# Eharmony tells me I'm not good enough...



## fush6644 (Dec 30, 2010)

So apparently even with many millions of members and a formula to calculate my match, they still can't find anyone for me. That's really reassuring for someone with SA :|


----------



## Harpuia (Apr 10, 2010)

EHarmony are the bullies of online dating. You got off easy, like me. I felt bad about it at first, but then when you do get a match, they just jerk you around by giving you matches that can't return messages to you because they're not paid members. There's a story about it on the OKCupid creator's blog about your chances of finding someone on a site like EHarmony.


----------



## AgentScully (Dec 1, 2010)

EHarmony is super lame.


----------



## JimmyDeansRetartedCousin (Nov 28, 2009)

Don't let an internet algorithm get you down man!

It means _nothing_.


----------



## Dub16 (Feb 28, 2010)

Its just a silly computer programme, screw it


----------



## nothing to fear (Mar 23, 2005)

They pride themselves on their success rates in comparison to other sites so they try their best to keep that up by having a pretty specific criteria and only allowing those who they are positive would have enough in common with others or who would do well with dating.

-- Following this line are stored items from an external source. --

PR #142, opened 2020-03-13
Implementation for sample c43f1d61ccdc3ed32ba84d4aa6a47b34

0ssigeno:
I'm trying to fix every hook that is needed to run the sample c43f1d61ccdc3ed32ba84d4aa6a47b34.
Hope everything is good to go.


Dliv3:
It seems that the windows api in synchapi.py should belong to kernel32.dll, is it so?

There is the document of `EnterCriticalSection`, showing that the dll where `EnterCriticalSection` is located is kernel32.dll
https://docs.microsoft.com/en-us/windows/win32/api/synchapi/nf-synchapi-entercriticalsection

Dliv3:
By the way, can you provide the exe file of c43f1d61ccdc3ed32ba84d4aa6a47b34 ?  I want to do some tests

0ssigeno:
I splitted the kernel32 because, the class will probably explode in number of lines. I thought was better to subdivide the functions based on their header file. But if you prefer to have everything inside kernel32, i will update the PR.

Is possible to find the sample on [virustotal](https://www.virustotal.com/gui/file/7561a8acb46bbf3e5989b10f4d6c728e005830b24bc4720c77d98ef3e088509a/detection), but if you can not download it from there, here we go [DHL_FORM7PDF.zip](https://github.com/qilingframework/qiling/files/4332391/DHL_FORM7PDF.zip)

xwings:
hi,

my suggestion would be, if we split, we gonna 

1. split it now, split part and not splitting  another half is not healthy
2. if we need to split we gonna make it directory format, example
    - kernel32/abc.py
     kernel32/def.py

for now my suggestion is, we merge into one and we can start splitting in another PR ? and also, please add your name into credits.txt

0ssigeno:
Agree with that. I will add everything inside kernel32.py, I let you guys decide which is better, if let everything inside kernel32 or not.

xwings:
Thanks buddy, let @Dliv3 run a quick check and merge shall happen.

again, welcome to the group !

xwings:
Hi,

for lpMultiByteStr maybe we should print it in hex format so its easier for user to verify the content

Dliv3:
The wide char in windows is UTF-16le encoding, I don't think it should be modified to latin1 in hook_WideCharToMultiByte and hook_MultiByteToWideChar

0ssigeno:
You are right, the sample seems to work fine with utf-16le inside the 2 hooks. The problem was only inside read_wstring and read_cstring.
Agree on the ugly output for not ascii values, will try to change it (I'm still new to the qiling architecture, may take a while)

xwings:
Thanks and stay safe !

PR #146, opened 2020-03-17
display prot and flags constant under debug mode

ucgJhe:
as title.


xwings:
Nice, this is impressive !

PR #147, opened 2020-03-17
add syscall old_mmap for x86_32

ucgJhe:
according to the linux kernel this is only for ia32 compatibility.

### DIFF
--- a/qiling/os/linux/x86_syscall.py
+++ b/qiling/os/linux/x86_syscall.py
@@ -17,6 +17,7 @@ dict_x86_linux_syscall = {
     0x2D : "ql_syscall_brk",
     0x30 : "ql_syscall_signal",
     0x55 : "ql_syscall_readlink",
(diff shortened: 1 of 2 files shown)


xwings:
if i not mistaken old_mmap works the same with mmap. maybe we just stick to mmap ?

ucgJhe:
same implement but different interface, only happend when you run x86_32 binary calling syscall mmap directly from int 0x80 on arch x86_64.

xwings:
i thin mips32 big endian also using old_mmap. can you check and comfirm ?  if not i mistaken  i mapped it to mmap. can you please also change it. 

also the old_mmap ql.nprint please change to old_mmap instate to the current mmap,

xwings:
btw, i do keep a copy of mips32 EB binary in example/rootfs/mips32eb

ucgJhe:
after test both mips32eb and mips32el use mmap.

xwings:
cool. i will merge now

PR #148, opened 2020-03-17
Registry

0ssigeno:
Fixed some hooks and updated functions to retrieve registry.
Samples sent the string, for example "P\x00a\x00n\x00e\xxl" instead of "Panel" as a subkey, meaning that every compare would fail.


0ssigeno:
I fucked up with the sync of the fork, if there are problem in this aspect, please let me know and I will open another PR.

xwings:
the diff seems to be normal. let me try to merge

PR #595, opened 2022-05-18
Add exceptions.md Chinese file

cytianying:
Add exceptions.md Chinese file

Signed-off-by: tianying <tianying@uniontech.com>


content/zh/blog/exceptions.md
```diff
@@ -0,0 +1,181 @@
+---
+标题: Falco 规则现在支持例外
```
Issif, line 2: Don't translate the metadata keys please

cytianying: OK, I'll revise it.

PR #701, opened 2022-10-13
update(sources/drivers): refresh `Falco Drivers` page with updated info

Andreagit97:
**What type of PR is this?**

/kind cleanup

/kind content

/area documentation

This PR tries to refresh the content of the `Falco Drivers` page with up-to-date info 

### DIFF
--- a/content/en/docs/event-sources/drivers.md
+++ b/content/en/docs/event-sources/drivers.md
@@ -1,5 +1,5 @@
 ---
-title: Falco Drivers
+title: Syscall Events
 weight: 1
 ---
 
--- a/content/en/docs/event-sources/drivers.md
+++ b/content/en/docs/event-sources/drivers.md
@@ -3,15 +3,18 @@ title: Falco Drivers
 weight: 1
 ---
 
-Falco depends on a driver that taps into the stream of system calls on a machine and passes those system calls to user space.
+Falco uses different instrumentations to analyze the system workload and pass security events to userspace. We usually refer to these instrumentations as **syscall sources** since the generated events are strictly related to the syscall context.
 
-The kernel module called `falco` is the default driver. Alternatively, an eBPF probe can be used.
+There are three supported syscall sources:
 
-The Falco project has three different kind of drivers.
-
-- Kernel module
+- Kernel module *(dafault)*
 - eBPF probe
 - Userspace instrumentation
+
+|             | Kernel module | eBPF probe | Userspace       |
+| ----------- | ------------- | ---------- | --------------- |
+| **x86_64**  | >= 2.6        | >= 4.14    | No requirements |
+| **aarch64** | >= 3.4        | >= 4.17    | No requirements |
 
 ## Kernel module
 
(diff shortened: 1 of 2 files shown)


content/en/docs/event-sources/drivers.md
```diff
@@ -3,55 +3,60 @@ title: Falco Drivers
...
-Falco depends on a driver that taps into the stream of system calls on a machine and passes those system calls to user space.
+Falco uses different instrumentations to analyze the system workload and pass security events to userspace. We usually refer to these instrumentations as **syscall sources** since the generated events are strictly related to the syscall context.
 
-The kernel module called `falco` is the default driver. Alternatively, an eBPF probe can be used.
+There are three supported syscall sources:
 
-The Falco project has three different kind of drivers.
-
-- Kernel module
+- Kernel module *(dafault)*
```
vjjmiras, line 10: default

vjjmiras, line 10:
```suggestion
- Kernel module *(default)*
```

vjjmiras:
Despite the little correction I did, lgtm.

Andreagit97:
ei @vjjmiras thank you very much for this! I would propose also changing the page title from `Falco Drivers` to `Syscall Events` since the section is called `Event Sources`, WDYT? @jasondellaluce

content/en/docs/event-sources/drivers.md
Andreagit97: ty

vjjmiras:
What is actually the source these events are retrieved from, the syscalls or the kernel?
I was thinking of **Kernel Events**, but that might not be correct, so **Syscalls (Linux Kernel)** could be a better title.

Andreagit97:
Good question, the source of these events is the kernel for `ebpf` and `kernel module` but this is not true for the userspace instrumentation, so probably we cannot use `Kernel Events`. I was thinking about `Syscall events` because all these events are generated when we enable Falco with the so-called `syscall source` and moreover we already have a dedicated section called [Actions for dropped System call events](https://falco.org/docs/event-sources/dropped-events/)

Probably `System call Events` is even better to be compliant with the aforementioned section...

content/en/docs/event-sources/drivers.md
```diff
@@ -1,57 +1,62 @@
...
 To install the eBPF probe, please refer to the [installation](/docs/getting-started/installation/#install-driver) page.
 
-To enable the eBPF support in Falco set the `FALCO_BPF_PROBE` environment variable to an empty value (ie. `FALCO_BPF_PROBE=""`) or otherwise explicitly set it to the path where the eBPF probe resides.
+To enable the eBPF support in Falco set the `FALCO_BPF_PROBE` environment variable to an empty value (ie. `FALCO_BPF_PROBE=""`, in this way Falco will search under `$HOME/.falco` directory for a file called `falco-bpf.o`) or otherwise explicitly set it to the path where the eBPF probe resides.
 
 ## Userspace instrumentation
 
-Differently from the other drivers, as the name suggests, userspace instrumentations happens 100% in userspace.
+{{% pageinfo color="warning" %}}
+This [syscall source](https://github.com/falcosecurity/pdig) is archived. Falco still has the support for it but the userspace instrumentation is no more maintained.
```
jasondellaluce, line 36:
```suggestion
[The pdig project](https://github.com/falcosecurity/pdig) is currently in archived status. Falco still has support for userspace instrumentation, but pdig is not actively maintained currently.
```

content/en/docs/event-sources/drivers.md
```diff
@@ -1,57 +1,62 @@
 ---
-title: Falco Drivers
+title: Syscall Events
```
jasondellaluce, line 2: For all's worth, I think a good name could be "**Kernel Events**" here. We don't just push syscalls, but also things like container metadata, events from various tracepoints etc. Plus, the term "Kernel" also gathers in its umbrella concepts such as gVisor, pdig, or trace files, which don't really install a driver but still deal with events coming from the kernel. What do you think? @Andreagit97 @vjjmiras

vjjmiras: What I hear is that we need to distinguish between **Events** and **Event sources**. Currently we use use different sources (kernel module, eBPF, pdig, gVisor) to obtain the same kind of events (syscalls). 
Hence, **Kernel Events** would be partly incorrect, for not being a source, but partly correct, for grouping these different sources (since having separate sections might not be worth it).

Andreagit97: That's a good point, you bought me I will change it @vjjmiras @jasondellaluce

jasondellaluce: In the falco terminology, a **source** is a stream of events with a certain structure. For example, the `syscall` source is composed of events collected from the kernel, and can be provided by the kmod, eBPF, gVisor, and userspace instrumentation. Another example is the `k8s_audit` source, which is composed of Kubernetes Audit Events. You could say that an event source is characterized by the events that get streamed through it.

As such, kmod/eBPF/gVisor are not sources, but just a way to instrument the kernel to obtain events.

Andreagit97: In the end `Kernel Events` seems reasonable for this context

leogr (approved):

PR #816, opened 2023-02-14
fix: improve Debian instructions

sgaist:
**What type of PR is this?**

> /kind bug

 /kind cleanup

> /kind design

> /kind user-interface

> /kind content

> /kind translation

> /area blog

/area documentation

> /area videos

This PR improves the Debian installation instructions as they are currently relying on a deprecated and soon to be removed tool (apt-key).

The refactored instructions follow best practice in terms of apt source handling to improve the system security as well as working as a power user rather than root.

Nothing particular

### DIFF
--- a/content/en/docs/getting-started/installation.md
+++ b/content/en/docs/getting-started/installation.md
@@ -74,13 +74,13 @@ Let's see an example of how to install the package in a Debian-like system, for 
 3. Update the package list
 
     ```bash
-    sudo apt-get update -y
+    ```
     
     > In older versions of Debian (those previous to Debian 10), you might need to additionally install the package `apt-transport-https` to allow access to the Falco repository.
     > To do so, you can run the following command:
     >
     > sudo apt-get install apt-transport-https
-    ```
+    
 
 4. Install some required dependencies that are needed to build the kernel module and the BPF probe
 
--- a/content/en/docs/getting-started/installation.md
+++ b/content/en/docs/getting-started/installation.md
@@ -74,6 +74,7 @@ Let's see an example of how to install the package in a Debian-like system, for 
 3. Update the package list
 
     ```bash
+    sudo apt-get update -y
     ```
     
     > In older versions of Debian (those previous to Debian 10), you might need to additionally install the package `apt-transport-https` to allow access to the Falco repository.
--- a/content/en/docs/getting-started/installation.md
+++ b/content/en/docs/getting-started/installation.md
@@ -75,6 +75,11 @@ Let's see an example of how to install the package in a Debian-like system, for 
 
     ```bash
     sudo apt-get update -y
+    
+    > In older versions of Debian (those previous to Debian 10), you might need to additionally install the package `apt-transport-https` to allow access to the Falco repository.
+    > To do so, you can run the following command:
+    >
+    > sudo apt-get install apt-transport-https
     ```
 
 4. Install some required dependencies that are needed to build the kernel module and the BPF probe
--- a/content/en/docs/getting-started/installation.md
+++ b/content/en/docs/getting-started/installation.md
@@ -62,29 +62,29 @@ Let's see an example of how to install the package in a Debian-like system, for 
 1. Trust the `falcosecurity` GPG key
 
     ```bash
-    curl -s https://falco.org/repo/falcosecurity-packages.asc | apt-key add -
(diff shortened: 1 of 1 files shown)


Issif:
Can you rebase your PR please, and sorry for the delay, we're in a full revamp of the website.

sgaist:
Sure thing and no worries

vjjmiras:
@sgaist The new procedure to add a key, do you know from which Debian version it is compatible?

sgaist:
@vjjmiras AFAIK, the support for `signed-by` is available since apt 1.1.

The key management instructions here are valid for at least Debian 7 (at the time of writing).
With Debian 6, you start getting in trouble because of TLS but you can still copy the file over and continue from there. There will be other warnings related to public key availability though.
That said, Falco cannot be installed as is on these old version of versions of Debian because of the base requirements it has.

One side question, should there be instructions to install `apt-transport-https` ? Beside curl and gpg, this package is mandatory to access the Debian server.

vjjmiras (changes requested):
@sgaist, I've been testing the changes in other versions of Debian and you're right, the command works, but there are bigger issues to be concerned about, like the expired keys for the repositories.

Regarding the `apt-transport-https`, I found it is not necessary for Debian 10 and newer distributions, so I added a little change to incorporate your suggestion.

sgaist:
@vjjmiras about the key expiration, AFAIK, you will get an error message when the key has expired whether you use the new or old way to do handle them.

Do you mean you would add a note telling the user that they have to update the key when expiration happens ?

content/en/docs/getting-started/installation.md
```diff
@@ -62,37 +62,42 @@ Let's see an example of how to install the package in a Debian-like system, for
...
     ```bash
-    echo "deb https://download.falco.org/packages/deb stable main" | tee -a /etc/apt/sources.list.d/falcosecurity.list
+    echo "deb [signed-by=/usr/share/keyrings/falco-archive-keyring.gpg] https://download.falco.org/packages/deb stable main" | sudo tee -a /etc/apt/sources.list.d/falcosecurity.list
     ```
 
 3. Update the package list
 
     ```bash
-    apt-get update -y
+    sudo apt-get update -y
```
vjjmiras, line 77:
```suggestion
    ```
```

content/en/docs/getting-started/installation.md
```diff
@@ -62,37 +62,42 @@ Let's see an example of how to install the package in a Debian-like system, for
...
+    
+    > In older versions of Debian (those previous to Debian 10), you might need to additionally install the package `apt-transport-https` to allow access to the Falco repository.
+    > To do so, you can run the following command:
+    >
+    > sudo apt-get install apt-transport-https
     ```
```
vjjmiras, line 83:
```suggestion
```

content/en/docs/getting-started/installation.md
```diff
@@ -62,37 +62,42 @@ Let's see an example of how to install the package in a Debian-like system, for
...
 3. Update the package list
 
     ```bash
-    apt-get update -y
+    sudo apt-get update -y
+    
+    > In older versions of Debian (those previous to Debian 10), you might need to additionally install the package `apt-transport-https` to allow access to the Falco repository.
+    > To do so, you can run the following command:
+    >
+    > sudo apt-get install apt-transport-https
```
vjjmiras, line 82:
```suggestion
    > sudo apt-get install apt-transport-https
    
```

vjjmiras (changes requested):
I just realized I left some quotes open, my bad. The suggestions should fix it.

vjjmiras:
> @vjjmiras about the key expiration, AFAIK, you will get an error message when the key has expired whether you use the new or old way to do handle them.
> 
> Do you mean you would add a note telling the user that they have to update the key when expiration happens ?

No, I just meant that if they still maintain so older systems, they have bigger concerns than how the repository key is deployed :-)

sgaist:
> I just realized I left some quotes open, my bad. The suggestions should fix it.

Almost ! :-D

> > > @vjjmiras about the key expiration, AFAIK, you will get an error message when the key has expired whether you use the new or old way to do handle them.
> > >
> > Do you mean you would add a note telling the user that they have to update the key when expiration happens ?
> 
> No, I just meant that if they still maintain so older systems, they have bigger concerns than how the repository key is deployed :-)

Ok, now I see your point :-)

vjjmiras (approved):
LGTM

PR #963, opened 2023-05-12
fix #791 - json_output option influences --version output

### LINKED ISSUE #791: (docs) json_output option influences `--version` output
ref: https://falco.org/docs/reference/daemon/config-options/

After https://github.com/falcosecurity/falco/pull/2351 has been merged in, `json_output=true` now influences the output of `falco --version`. As I commented in https://github.com/falcosecurity/falco/pull/2351#issuecomment-1397402538, this was surprising to me since it didn't use affect `--version`.

> This was surprising to me initially when pulling in the latest upstream changes because I expected json_output to only influence the output of the falco_events / alerts / logs; I did not expect this option to influence the output of --version.
>
> (My confusion was also compounded a user runs falco --version and doesn't have permissions to read /etc/falco/falco.yaml, so their output appeared as what I was familiar with whereas a script executing w/ the right context/permissions had the output in JSON.)

/area documentation

**What would you like to be added**:

* additional note that json_output influences the output of `falco --version`

**Why is this needed**:

* can become confusing when scripts parse the output (driver, engine versions, etc.) of `--version` and were not expecting JSON (which was the old behavior)

Happy-Dude:
Add a clarifying blurb for `json_output` config option

**What type of PR is this?**

> /kind content

> /area documentation

Fixes #791

### DIFF
--- a/data/en/reference/daemon/config_options.yaml
+++ b/data/en/reference/daemon/config_options.yaml
@@ -56,7 +56,7 @@
 - name: json_output
   type: Boolean
   description: |
-    If `true` (default is `false`), print falco alert messages and rules file loading/validation results as json, which allows for easier consumption by downstream programs. Default is `false`.
+    If `true` (default is `false`), print falco alert messages and rules file loading/validation results as json, which allows for easier consumption by downstream programs. Also changes falco `--version` CLI argument output as json.
 
 - name: json_include_output_property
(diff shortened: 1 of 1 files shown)


vjjmiras (approved):
LGTM

Issif (approved):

I've heard they reject those with mood disorders too, or who have had several marriages.
They also reject any looking for same-sex relations, but it's a Christian site so that's not surprising. According to wiki they say 1 out of 5 are not suitable for their services... if you google it you could probably find many pages talking about being rejected by them.


----------



## bsd3355 (Nov 30, 2005)

Here is the thing about stupid-*** personality tests:

While they may indicate your esteem in the present tense, a person's emotions change and so does his/her personality. Really, you may think your sad or happy or both but the truth is that your those things and everything in between with or without noticing it. Personality tests are flawed in that sense.


----------



## fush6644 (Dec 30, 2010)

nothing to fear said:


> They pride themselves on their success rates in comparison to other sites so they try their best to keep that up by having a pretty specific criteria and only allowing those who they are positive would have enough in common with others or who would do well with dating.
> 
> I've heard they reject those with mood disorders too, or who have had several marriages.
> They also reject any looking for same-sex relations, but it's a Christian site so that's not surprising. According to wiki they say 1 out of 5 are not suitable for their services... if you google it you could probably find many pages talking about being rejected by them.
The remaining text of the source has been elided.